Judy leaves the collapsing building and heads to the parking lot. A lot of people are streaming out of the store now, and in the crowd, Judy spots the man with the yellow sports car. She smiles a wicked smile.
But both of them are surprised when the man stops short in front of the parking stall that started these events, and sees Judy’s car there instead of his own. He stands there scratching his head, but Judy knows what happened. She says to him, Hey asshole, looking for your car?
Yeah – he begins, in a rather haughty voice, but then he gets a good look at the girl who asked him. Yes, as a matter of fact I am, he says. My name is Harlan. And you are…? He reaches out to shake her hand.
Nobody who’s going to let you touch me, she retorts, taking a step backwards. Then she asks, was your car yellow?
Yes, how did you know?
She points to the other side of the lane, where the man sees, to his dismay, his little yellow sports car, right under the wheels of a big muscle truck. One of the huge wheels is sitting right in the passenger’s seat.
Oh my god! Oh my god! My car! He runs over to the truck and begins to hopelessly try to lift it by its rear bumper.
Judy ambles over and says, here, let me help you. She puts one hand on the bumper and throws the whole truck onto its side.

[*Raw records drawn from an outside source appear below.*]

PR #672, opened 2026-03-11
MWPW-189852: fix locale picker displaying wrong locale for variations

Axelcureno:
When editing a regional variation (e.g. en_GB), the locale picker in the top nav was showing the global store locale instead of the fragment's actual locale. This happened because the picker always read from `Store.localeOrRegion()` and never checked the fragment being edited.

This fix passes `currentFragmentLocale` (derived from the fragment path) to the locale picker, so it correctly reflects the locale of the fragment in view. The picker is also set to disabled when viewing a variation to prevent locale changes that would conflict with the fragment context. A `getLocaleByCode` fallback was added so non-surface locales (like regional variations) can still resolve a display name.

Resolves https://jira.corp.adobe.com/browse/MWPW-189852

- [ ] C5: you are ready to do a demo from Test Page in PR (bonus: write a working demo script that you'll use on Thursday, you can eventually put in your PR

Test URLs:

- Before: https://main--mas--adobecom.aem.live/studio.html#content-type=merch-card&fragmentId=6d885870-6d5a-4fc9-a460-11f808d5b51b&locale=en_IN&page=fragment-editor&path=express
- After: https://mwpw-189852--mas--adobecom.aem.live/studio.html#content-type=merch-card&fragmentId=6d885870-6d5a-4fc9-a460-11f808d5b51b&locale=en_IN&page=fragment-editor&path=express
EOF
)


yesil (changes requested):
The locale picker should reflect `Store.localeOrRegion()` directly — the fix should be in the store, not in the template.

The root cause is the guard in `#updateLocaleIfNeeded` (line 635): it only syncs the region when `Store.filters.value.locale === 'en_US'`, which blocks the update when navigating directly with a locale param like `locale=en_GB`. The `#initializeFromRepository` path (line 781) already does an unconditional region sync for variations — `#initializeFromCachedStore` should do the same.

Fixing the store means:
- The locale picker works via its existing subscription — no template override or `getLocaleByCode` fallback needed
- All other `Store.localeOrRegion()` consumers (commerce service, dictionary path, placeholders, preview) also get the correct locale

yesil (changes requested):
Left some comments.

Andrei4226 (commented):
Nit: the `Store.filters `and `Store.search` subscriptions share identical logic.
Optionally, we could extract a method to avoid the duplication.
It’s not mandatory, so I’m fine with the current implementation.

studio/src/mas-locale-picker.js
```diff
@@ -359,17 +367,19 @@ export class MasLocalePicker extends LitElement {
...
         }
         if (changedProperties.has('tempSelectedLocales')) {
             this.#tempSelectedSet = new Set(this.tempSelectedLocales);
         }
     }
 
-    /** can only be one of default languages, not regional ones */
     get currentLocale() {
-        return this.getLocales().find((l) => getLocaleCode(l) === this.locale) || getDefaultLocale(this.surface, this.locale);
+        const surfaceLocale = this.getLocales().find((l) => getLocaleCode(l) === this.locale);
```
yesil, line 365: while loading the fragment, it shows EN(ID) at the top for a short moment and then switches back to correct EN(US).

Without thanking her the man goes to study the crushed passenger door and seat. Why the fuck did that stupid lunkhead drive his truck onto –
Now watch your language, or I’ll have to make it even, interrupts Judy.
What the fuck are you talking –
I warned you! Judy hops over to the driver’s side and squishes that door downward until it looks just like the passenger’s door.
Hey! What are you doing?
Not much use to you any more, this car, is it? Judy picks up her side of the sports car with one hand, reaches under with the other and lifts the whole thing over her head. Then she tosses it lightly on top of the crumbling grocery store. The man is horrified, but speechless.
Have a good day, says Judy, and she walks toward the street, still totally nude and totally gorgeous.
… And totally fucking incredibly excited by what is happening to her!